[Start of Attachment]
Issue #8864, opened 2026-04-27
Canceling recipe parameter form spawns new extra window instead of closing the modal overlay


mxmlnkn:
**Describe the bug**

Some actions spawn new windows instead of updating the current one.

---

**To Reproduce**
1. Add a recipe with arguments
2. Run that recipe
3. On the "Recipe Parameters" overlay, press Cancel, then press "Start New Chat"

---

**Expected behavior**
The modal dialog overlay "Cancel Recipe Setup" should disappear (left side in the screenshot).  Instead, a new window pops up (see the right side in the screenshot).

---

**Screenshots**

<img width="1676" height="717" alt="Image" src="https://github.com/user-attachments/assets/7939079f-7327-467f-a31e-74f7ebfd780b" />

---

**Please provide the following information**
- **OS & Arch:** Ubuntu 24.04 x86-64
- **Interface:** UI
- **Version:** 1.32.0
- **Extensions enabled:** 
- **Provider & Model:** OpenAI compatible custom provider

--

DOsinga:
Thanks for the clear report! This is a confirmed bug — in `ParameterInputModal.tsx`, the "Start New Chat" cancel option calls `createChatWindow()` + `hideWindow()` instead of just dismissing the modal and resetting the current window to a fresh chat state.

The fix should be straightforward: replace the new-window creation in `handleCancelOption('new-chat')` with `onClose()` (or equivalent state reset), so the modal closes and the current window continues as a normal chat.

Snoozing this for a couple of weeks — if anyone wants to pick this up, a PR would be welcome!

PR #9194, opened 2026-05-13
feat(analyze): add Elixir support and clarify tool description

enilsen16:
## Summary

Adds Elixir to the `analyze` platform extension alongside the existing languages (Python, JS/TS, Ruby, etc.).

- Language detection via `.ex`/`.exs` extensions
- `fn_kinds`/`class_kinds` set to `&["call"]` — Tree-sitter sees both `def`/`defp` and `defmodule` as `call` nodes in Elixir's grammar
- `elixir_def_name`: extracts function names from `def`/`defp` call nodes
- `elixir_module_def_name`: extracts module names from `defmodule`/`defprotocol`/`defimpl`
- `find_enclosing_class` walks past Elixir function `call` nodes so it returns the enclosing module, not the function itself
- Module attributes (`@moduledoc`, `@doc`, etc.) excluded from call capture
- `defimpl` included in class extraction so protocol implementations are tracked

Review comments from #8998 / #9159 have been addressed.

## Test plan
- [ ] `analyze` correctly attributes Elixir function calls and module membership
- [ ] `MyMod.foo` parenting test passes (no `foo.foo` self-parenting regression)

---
[End of Attachment]
The whole listing should be copied verbatim.

Issue #8864, opened 2026-04-27
Canceling recipe parameter form spawns new extra window instead of closing the modal overlay


mxmlnkn:
**Describe the bug**

Some actions spawn new windows instead of updating the current one.

---

**To Reproduce**
1. Add a recipe with arguments
2. Run that recipe
3. On the "Recipe Parameters" overlay, press Cancel, then press "Start New Chat"

---

**Expected behavior**
The modal dialog overlay "Cancel Recipe Setup" should disappear (left side in the screenshot).  Instead, a new window pops up (see the right side in the screenshot).

---

**Screenshots**

<img width="1676" height="717" alt="Image" src="https://github.com/user-attachments/assets/7939079f-7327-467f-a31e-74f7ebfd780b" />

---

**Please provide the following information**
- **OS & Arch:** Ubuntu 24.04 x86-64
- **Interface:** UI
- **Version:** 1.32.0
- **Extensions enabled:** 
- **Provider & Model:** OpenAI compatible custom provider

--

DOsinga:
Thanks for the clear report! This is a confirmed bug — in `ParameterInputModal.tsx`, the "Start New Chat" cancel option calls `createChatWindow()` + `hideWindow()` instead of just dismissing the modal and resetting the current window to a fresh chat state.

The fix should be straightforward: replace the new-window creation in `handleCancelOption('new-chat')` with `onClose()` (or equivalent state reset), so the modal closes and the current window continues as a normal chat.

Snoozing this for a couple of weeks — if anyone wants to pick this up, a PR would be welcome!

PR #9194, opened 2026-05-13
feat(analyze): add Elixir support and clarify tool description

enilsen16:
## Summary

Adds Elixir to the `analyze` platform extension alongside the existing languages (Python, JS/TS, Ruby, etc.).

- Language detection via `.ex`/`.exs` extensions
- `fn_kinds`/`class_kinds` set to `&["call"]` — Tree-sitter sees both `def`/`defp` and `defmodule` as `call` nodes in Elixir's grammar
- `elixir_def_name`: extracts function names from `def`/`defp` call nodes
- `elixir_module_def_name`: extracts module names from `defmodule`/`defprotocol`/`defimpl`
- `find_enclosing_class` walks past Elixir function `call` nodes so it returns the enclosing module, not the function itself
- Module attributes (`@moduledoc`, `@doc`, etc.) excluded from call capture
- `defimpl` included in class extraction so protocol implementations are tracked

Review comments from #8998 / #9159 have been addressed.

## Test plan
- [ ] `analyze` correctly attributes Elixir function calls and module membership
- [ ] `MyMod.foo` parenting test passes (no `foo.foo` self-parenting regression)

---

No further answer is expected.